** What is required **
Take the lines below between the one holding "PR #2101, opened 2019-01-10" and the one holding "This PR adds addition test to fix #745.", inclusive, and copy them exactly. Add nothing.
--- START ---
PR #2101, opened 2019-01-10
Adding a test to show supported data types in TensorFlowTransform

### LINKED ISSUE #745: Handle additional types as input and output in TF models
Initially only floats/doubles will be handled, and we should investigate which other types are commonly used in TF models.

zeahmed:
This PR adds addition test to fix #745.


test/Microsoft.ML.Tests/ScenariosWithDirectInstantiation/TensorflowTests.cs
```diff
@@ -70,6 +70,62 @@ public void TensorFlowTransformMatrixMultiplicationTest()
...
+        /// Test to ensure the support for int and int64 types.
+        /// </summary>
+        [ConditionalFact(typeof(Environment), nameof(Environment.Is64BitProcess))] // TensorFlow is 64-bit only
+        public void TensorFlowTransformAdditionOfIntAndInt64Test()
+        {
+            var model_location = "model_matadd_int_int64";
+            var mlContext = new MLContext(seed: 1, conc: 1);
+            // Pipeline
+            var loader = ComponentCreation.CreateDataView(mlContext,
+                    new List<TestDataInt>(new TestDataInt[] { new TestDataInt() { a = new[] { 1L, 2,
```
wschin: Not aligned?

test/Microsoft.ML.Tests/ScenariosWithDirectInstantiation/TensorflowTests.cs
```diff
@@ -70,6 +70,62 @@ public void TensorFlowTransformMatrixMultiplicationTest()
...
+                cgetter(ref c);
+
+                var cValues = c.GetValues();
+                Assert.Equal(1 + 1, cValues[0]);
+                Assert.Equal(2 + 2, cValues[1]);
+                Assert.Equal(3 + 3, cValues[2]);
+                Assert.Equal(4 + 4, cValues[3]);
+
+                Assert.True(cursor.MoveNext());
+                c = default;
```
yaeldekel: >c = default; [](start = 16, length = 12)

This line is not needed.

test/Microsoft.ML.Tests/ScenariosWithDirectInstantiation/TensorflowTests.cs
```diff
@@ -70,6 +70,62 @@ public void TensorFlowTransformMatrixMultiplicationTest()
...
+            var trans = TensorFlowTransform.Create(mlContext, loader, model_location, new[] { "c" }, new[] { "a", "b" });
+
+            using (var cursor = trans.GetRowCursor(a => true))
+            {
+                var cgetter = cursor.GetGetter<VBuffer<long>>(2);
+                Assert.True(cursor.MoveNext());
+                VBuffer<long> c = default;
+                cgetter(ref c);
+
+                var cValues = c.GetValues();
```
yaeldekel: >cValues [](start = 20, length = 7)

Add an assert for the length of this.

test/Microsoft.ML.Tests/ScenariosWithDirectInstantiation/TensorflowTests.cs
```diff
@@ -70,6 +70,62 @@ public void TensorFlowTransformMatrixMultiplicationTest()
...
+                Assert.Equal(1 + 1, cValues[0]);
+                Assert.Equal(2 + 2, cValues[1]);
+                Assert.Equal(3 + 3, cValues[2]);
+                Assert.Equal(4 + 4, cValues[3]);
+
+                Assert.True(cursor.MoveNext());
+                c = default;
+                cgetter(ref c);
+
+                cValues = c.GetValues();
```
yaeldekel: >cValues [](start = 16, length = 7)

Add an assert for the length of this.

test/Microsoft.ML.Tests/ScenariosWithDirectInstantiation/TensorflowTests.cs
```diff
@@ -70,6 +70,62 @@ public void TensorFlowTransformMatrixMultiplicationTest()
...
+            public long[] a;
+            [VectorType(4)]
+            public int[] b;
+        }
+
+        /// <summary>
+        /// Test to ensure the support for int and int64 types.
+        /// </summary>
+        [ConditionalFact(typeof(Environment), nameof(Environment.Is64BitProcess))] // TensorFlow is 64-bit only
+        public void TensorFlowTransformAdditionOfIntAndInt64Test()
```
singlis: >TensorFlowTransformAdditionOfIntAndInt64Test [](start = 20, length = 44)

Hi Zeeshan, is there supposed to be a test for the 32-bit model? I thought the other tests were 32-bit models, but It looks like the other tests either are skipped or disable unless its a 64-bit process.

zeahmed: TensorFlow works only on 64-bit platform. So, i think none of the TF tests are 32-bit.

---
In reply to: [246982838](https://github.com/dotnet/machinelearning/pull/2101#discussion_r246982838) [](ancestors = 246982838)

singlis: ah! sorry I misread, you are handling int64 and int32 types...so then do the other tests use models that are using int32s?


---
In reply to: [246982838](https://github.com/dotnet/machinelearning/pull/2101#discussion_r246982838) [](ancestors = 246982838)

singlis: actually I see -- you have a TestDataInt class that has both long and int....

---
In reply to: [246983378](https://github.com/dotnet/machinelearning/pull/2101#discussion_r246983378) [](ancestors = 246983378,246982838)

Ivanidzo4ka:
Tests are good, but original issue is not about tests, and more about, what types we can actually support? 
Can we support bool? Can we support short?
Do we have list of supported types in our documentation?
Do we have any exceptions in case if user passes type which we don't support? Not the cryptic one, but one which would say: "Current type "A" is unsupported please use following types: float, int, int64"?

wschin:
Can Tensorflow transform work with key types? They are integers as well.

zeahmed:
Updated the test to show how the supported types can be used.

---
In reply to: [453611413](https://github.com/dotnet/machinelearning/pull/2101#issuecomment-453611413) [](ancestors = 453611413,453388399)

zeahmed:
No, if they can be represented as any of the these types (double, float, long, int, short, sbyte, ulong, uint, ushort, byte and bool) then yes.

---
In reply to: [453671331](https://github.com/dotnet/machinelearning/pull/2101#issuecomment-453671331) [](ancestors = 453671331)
--- END ---
--- START ---
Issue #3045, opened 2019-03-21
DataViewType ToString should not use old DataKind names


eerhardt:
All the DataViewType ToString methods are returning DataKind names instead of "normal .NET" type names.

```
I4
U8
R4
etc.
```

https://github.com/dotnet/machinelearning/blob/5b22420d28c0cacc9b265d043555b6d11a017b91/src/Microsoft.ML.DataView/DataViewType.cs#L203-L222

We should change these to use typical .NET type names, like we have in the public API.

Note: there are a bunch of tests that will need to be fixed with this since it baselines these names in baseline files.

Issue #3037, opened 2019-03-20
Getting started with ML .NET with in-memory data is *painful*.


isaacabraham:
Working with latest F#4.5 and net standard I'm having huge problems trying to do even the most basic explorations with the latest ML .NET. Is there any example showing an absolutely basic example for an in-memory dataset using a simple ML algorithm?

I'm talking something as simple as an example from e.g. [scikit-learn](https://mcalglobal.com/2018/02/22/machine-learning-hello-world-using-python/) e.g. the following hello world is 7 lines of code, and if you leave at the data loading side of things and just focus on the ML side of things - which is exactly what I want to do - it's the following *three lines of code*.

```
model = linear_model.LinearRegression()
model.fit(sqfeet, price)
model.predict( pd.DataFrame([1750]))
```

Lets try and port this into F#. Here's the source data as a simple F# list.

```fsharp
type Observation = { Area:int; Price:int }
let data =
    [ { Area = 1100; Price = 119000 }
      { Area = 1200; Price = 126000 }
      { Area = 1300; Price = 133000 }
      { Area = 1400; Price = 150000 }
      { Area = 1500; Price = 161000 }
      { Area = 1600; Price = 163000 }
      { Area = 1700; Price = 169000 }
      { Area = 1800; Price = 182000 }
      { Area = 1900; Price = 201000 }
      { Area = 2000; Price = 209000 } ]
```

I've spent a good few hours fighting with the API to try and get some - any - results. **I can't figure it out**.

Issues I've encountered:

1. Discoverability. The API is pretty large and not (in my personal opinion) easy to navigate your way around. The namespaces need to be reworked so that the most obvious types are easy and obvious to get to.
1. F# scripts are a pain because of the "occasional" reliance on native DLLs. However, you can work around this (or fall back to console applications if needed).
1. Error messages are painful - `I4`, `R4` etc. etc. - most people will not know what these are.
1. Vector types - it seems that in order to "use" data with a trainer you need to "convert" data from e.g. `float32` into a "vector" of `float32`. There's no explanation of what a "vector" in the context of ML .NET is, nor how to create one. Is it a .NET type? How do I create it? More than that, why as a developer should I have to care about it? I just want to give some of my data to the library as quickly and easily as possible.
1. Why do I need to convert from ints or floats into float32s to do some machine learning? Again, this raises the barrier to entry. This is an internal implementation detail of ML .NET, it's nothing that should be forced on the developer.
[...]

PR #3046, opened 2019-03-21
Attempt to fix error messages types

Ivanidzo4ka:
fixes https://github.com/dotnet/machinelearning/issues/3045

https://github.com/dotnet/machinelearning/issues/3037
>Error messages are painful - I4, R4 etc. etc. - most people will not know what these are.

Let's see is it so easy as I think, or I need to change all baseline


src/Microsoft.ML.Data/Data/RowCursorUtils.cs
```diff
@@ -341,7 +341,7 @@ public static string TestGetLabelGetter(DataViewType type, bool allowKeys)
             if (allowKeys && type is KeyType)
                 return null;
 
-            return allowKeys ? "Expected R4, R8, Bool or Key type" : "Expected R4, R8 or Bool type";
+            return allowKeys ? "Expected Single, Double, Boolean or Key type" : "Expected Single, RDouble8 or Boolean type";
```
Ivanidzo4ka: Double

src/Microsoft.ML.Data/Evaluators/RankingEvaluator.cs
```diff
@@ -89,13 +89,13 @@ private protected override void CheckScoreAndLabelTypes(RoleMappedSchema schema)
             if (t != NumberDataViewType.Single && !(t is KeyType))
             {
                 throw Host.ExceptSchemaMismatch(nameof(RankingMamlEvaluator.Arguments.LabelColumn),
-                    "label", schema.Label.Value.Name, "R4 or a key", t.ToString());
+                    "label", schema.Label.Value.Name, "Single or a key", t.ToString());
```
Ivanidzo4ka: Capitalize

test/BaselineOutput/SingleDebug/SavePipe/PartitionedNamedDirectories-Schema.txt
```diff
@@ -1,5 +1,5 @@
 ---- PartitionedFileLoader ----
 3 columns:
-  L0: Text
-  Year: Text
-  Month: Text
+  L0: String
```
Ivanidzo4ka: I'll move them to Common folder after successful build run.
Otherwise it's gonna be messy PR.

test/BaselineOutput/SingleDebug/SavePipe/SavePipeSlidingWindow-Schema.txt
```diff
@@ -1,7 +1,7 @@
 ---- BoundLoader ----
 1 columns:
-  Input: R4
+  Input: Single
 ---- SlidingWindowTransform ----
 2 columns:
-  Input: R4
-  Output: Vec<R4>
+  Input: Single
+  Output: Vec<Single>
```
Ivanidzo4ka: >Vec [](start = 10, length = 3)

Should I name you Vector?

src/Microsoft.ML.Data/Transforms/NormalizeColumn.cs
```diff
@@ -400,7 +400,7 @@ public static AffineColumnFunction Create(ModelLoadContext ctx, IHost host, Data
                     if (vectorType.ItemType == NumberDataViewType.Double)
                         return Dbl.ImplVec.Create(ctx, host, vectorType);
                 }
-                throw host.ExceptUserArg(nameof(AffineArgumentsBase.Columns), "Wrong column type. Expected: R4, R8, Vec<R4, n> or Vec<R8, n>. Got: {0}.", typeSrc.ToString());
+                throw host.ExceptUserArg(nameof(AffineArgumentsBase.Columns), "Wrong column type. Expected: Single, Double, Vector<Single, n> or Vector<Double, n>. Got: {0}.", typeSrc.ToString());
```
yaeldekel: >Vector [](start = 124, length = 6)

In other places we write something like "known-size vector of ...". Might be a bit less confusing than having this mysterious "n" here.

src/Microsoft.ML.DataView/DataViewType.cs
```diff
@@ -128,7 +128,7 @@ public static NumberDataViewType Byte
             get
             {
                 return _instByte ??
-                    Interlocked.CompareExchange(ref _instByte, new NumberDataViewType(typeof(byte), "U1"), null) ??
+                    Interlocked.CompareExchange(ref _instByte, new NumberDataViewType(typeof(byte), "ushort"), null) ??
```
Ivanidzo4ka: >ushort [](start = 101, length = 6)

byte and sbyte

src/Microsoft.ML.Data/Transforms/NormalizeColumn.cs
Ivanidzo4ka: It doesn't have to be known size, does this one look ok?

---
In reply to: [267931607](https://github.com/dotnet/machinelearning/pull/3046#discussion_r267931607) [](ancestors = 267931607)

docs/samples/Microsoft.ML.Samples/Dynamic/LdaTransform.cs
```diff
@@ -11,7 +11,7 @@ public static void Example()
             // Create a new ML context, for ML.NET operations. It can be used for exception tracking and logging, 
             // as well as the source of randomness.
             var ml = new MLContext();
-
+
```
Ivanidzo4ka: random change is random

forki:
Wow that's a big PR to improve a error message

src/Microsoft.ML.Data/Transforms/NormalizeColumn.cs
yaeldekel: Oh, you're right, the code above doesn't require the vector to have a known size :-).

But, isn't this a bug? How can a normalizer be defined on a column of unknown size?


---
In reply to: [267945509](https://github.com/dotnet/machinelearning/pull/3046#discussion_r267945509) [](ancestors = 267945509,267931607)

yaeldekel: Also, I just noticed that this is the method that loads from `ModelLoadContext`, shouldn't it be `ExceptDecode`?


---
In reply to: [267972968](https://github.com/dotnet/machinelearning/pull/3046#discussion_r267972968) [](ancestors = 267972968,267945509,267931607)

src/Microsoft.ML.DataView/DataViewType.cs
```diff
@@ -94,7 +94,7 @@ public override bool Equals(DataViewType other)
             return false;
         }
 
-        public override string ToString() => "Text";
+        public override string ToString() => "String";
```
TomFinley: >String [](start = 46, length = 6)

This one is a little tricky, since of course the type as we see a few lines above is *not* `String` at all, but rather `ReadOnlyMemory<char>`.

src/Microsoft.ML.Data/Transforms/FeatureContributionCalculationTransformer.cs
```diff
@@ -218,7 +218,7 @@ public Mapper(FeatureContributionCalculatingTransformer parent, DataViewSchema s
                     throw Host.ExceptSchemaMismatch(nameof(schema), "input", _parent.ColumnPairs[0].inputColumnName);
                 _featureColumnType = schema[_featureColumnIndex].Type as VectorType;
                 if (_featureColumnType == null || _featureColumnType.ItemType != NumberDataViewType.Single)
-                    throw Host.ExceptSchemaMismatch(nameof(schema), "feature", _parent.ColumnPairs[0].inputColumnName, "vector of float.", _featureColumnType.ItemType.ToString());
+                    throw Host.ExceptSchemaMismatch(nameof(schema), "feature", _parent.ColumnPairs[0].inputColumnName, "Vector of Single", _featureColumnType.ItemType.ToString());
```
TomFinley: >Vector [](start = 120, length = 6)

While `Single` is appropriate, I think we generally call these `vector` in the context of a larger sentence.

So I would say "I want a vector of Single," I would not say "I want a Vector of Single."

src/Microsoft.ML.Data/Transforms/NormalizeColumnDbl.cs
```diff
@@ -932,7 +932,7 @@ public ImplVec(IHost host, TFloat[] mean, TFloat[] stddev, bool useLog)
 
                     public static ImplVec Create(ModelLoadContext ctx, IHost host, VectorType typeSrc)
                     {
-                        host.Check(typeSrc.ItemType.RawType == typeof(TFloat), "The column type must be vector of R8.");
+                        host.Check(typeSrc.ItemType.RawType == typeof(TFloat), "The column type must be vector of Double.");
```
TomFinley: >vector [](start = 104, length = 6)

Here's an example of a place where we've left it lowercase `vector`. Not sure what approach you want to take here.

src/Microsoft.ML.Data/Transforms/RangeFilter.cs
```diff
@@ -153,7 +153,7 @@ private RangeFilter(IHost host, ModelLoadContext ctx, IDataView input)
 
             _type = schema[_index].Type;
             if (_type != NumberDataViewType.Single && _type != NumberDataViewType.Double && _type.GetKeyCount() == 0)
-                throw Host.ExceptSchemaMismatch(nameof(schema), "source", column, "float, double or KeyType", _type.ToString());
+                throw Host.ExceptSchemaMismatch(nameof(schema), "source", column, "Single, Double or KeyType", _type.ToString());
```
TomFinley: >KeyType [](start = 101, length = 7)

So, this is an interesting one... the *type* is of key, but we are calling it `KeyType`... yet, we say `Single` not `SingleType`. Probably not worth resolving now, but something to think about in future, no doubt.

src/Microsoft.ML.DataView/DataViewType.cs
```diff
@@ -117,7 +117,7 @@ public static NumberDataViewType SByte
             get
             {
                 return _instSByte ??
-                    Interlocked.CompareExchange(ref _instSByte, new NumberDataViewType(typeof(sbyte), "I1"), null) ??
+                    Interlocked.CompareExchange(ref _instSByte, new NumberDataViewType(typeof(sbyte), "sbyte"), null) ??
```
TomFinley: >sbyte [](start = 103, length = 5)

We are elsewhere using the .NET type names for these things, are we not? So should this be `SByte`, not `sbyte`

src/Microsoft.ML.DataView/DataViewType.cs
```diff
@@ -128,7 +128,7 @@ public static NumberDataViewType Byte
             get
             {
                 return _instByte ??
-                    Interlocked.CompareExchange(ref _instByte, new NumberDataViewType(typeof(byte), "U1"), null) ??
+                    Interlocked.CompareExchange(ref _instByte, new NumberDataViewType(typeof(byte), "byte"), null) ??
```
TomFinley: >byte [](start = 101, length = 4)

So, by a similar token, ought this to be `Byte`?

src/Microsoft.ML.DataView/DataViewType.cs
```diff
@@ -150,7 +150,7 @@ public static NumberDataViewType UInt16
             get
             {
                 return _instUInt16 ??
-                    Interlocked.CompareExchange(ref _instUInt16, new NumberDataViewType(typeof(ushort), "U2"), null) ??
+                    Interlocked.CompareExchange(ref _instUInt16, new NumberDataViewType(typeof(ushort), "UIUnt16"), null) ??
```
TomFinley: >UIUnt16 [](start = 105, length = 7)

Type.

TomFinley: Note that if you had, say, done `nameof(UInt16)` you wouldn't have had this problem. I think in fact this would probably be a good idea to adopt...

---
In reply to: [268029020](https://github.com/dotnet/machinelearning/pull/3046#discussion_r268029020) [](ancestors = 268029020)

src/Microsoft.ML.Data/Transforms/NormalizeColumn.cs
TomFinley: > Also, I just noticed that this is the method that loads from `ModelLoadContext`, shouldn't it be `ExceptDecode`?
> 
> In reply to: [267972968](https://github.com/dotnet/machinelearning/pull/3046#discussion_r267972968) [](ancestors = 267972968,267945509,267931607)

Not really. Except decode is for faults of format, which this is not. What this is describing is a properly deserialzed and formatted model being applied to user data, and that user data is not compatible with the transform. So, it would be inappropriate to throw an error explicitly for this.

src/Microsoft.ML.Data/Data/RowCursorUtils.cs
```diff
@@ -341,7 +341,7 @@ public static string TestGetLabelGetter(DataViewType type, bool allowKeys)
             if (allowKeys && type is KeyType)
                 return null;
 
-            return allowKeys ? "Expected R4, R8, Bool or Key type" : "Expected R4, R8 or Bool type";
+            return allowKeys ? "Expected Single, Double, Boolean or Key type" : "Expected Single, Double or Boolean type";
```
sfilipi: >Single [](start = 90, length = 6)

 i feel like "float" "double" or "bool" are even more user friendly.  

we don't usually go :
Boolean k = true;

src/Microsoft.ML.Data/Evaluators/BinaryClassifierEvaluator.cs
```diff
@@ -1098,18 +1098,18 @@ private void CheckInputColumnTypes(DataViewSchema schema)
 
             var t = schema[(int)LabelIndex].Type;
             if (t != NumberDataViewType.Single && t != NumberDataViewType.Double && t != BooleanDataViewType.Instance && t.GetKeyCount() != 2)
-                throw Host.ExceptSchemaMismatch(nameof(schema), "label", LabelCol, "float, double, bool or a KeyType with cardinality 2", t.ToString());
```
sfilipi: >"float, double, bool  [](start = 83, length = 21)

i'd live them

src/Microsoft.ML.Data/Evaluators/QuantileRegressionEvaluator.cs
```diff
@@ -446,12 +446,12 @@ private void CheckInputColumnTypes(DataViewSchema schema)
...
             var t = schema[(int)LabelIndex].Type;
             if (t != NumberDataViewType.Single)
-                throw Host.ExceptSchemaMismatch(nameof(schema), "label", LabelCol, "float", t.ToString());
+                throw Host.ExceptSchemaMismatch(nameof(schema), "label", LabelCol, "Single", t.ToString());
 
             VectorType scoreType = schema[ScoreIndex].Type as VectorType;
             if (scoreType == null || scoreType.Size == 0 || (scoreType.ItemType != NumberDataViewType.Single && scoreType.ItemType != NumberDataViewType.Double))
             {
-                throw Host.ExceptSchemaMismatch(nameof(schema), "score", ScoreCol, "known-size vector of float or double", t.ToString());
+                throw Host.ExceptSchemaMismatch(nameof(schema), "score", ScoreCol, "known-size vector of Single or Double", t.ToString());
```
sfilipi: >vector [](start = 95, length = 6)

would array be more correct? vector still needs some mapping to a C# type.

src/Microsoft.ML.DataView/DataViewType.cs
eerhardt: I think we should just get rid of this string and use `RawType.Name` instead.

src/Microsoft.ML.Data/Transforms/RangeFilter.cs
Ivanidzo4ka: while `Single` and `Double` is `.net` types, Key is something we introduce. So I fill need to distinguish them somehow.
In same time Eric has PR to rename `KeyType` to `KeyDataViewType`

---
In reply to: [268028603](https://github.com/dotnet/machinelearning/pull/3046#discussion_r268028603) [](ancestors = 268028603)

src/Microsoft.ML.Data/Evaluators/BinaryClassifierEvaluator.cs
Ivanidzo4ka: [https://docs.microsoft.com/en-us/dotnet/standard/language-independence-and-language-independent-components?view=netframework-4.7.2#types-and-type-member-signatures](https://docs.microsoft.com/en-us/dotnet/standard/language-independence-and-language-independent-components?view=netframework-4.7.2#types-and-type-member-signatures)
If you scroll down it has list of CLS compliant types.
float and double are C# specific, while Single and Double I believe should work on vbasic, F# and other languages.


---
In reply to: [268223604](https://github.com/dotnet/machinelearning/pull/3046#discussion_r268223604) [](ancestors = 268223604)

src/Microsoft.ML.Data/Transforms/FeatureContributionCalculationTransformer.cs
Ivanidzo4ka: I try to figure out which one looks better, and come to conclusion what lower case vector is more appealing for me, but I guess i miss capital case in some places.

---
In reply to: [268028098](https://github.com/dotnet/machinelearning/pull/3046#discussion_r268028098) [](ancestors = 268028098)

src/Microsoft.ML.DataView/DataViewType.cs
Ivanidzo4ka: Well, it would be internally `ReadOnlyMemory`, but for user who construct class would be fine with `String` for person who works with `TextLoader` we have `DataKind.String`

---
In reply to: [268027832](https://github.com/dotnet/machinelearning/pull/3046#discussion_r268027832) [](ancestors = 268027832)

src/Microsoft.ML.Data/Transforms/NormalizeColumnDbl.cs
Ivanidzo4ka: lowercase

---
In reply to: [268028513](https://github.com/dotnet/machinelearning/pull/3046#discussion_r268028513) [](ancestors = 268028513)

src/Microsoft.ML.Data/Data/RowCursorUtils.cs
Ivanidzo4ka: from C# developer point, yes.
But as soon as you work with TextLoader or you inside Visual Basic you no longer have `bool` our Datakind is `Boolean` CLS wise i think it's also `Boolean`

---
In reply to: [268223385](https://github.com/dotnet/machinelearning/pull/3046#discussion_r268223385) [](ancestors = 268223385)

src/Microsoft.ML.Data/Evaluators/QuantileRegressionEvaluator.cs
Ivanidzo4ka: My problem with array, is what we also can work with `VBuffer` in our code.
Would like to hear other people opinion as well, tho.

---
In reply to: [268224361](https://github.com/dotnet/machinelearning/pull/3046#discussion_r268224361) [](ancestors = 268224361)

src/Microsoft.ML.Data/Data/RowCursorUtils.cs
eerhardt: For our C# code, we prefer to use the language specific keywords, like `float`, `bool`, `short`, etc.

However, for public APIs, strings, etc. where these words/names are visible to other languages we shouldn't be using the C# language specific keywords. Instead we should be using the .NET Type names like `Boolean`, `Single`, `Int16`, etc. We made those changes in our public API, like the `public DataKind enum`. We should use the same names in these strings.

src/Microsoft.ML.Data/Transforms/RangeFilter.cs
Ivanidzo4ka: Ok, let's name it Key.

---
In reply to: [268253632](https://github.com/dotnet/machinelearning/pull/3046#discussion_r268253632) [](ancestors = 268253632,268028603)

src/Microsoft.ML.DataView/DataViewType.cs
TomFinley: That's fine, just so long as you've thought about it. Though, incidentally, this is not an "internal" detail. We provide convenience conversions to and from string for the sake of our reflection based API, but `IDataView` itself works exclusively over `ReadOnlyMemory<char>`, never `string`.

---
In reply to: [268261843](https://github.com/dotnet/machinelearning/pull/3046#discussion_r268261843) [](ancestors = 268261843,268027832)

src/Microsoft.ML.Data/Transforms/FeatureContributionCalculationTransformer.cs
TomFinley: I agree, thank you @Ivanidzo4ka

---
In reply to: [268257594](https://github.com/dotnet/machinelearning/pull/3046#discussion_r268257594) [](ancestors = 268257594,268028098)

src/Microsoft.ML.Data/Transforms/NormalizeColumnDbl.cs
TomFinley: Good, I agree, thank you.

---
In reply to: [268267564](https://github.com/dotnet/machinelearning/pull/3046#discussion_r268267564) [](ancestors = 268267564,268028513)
--- END ---
** Written answer **
PR #2101, opened 2019-01-10
Adding a test to show supported data types in TensorFlowTransform

### LINKED ISSUE #745: Handle additional types as input and output in TF models
Initially only floats/doubles will be handled, and we should investigate which other types are commonly used in TF models.

zeahmed:
This PR adds addition test to fix #745.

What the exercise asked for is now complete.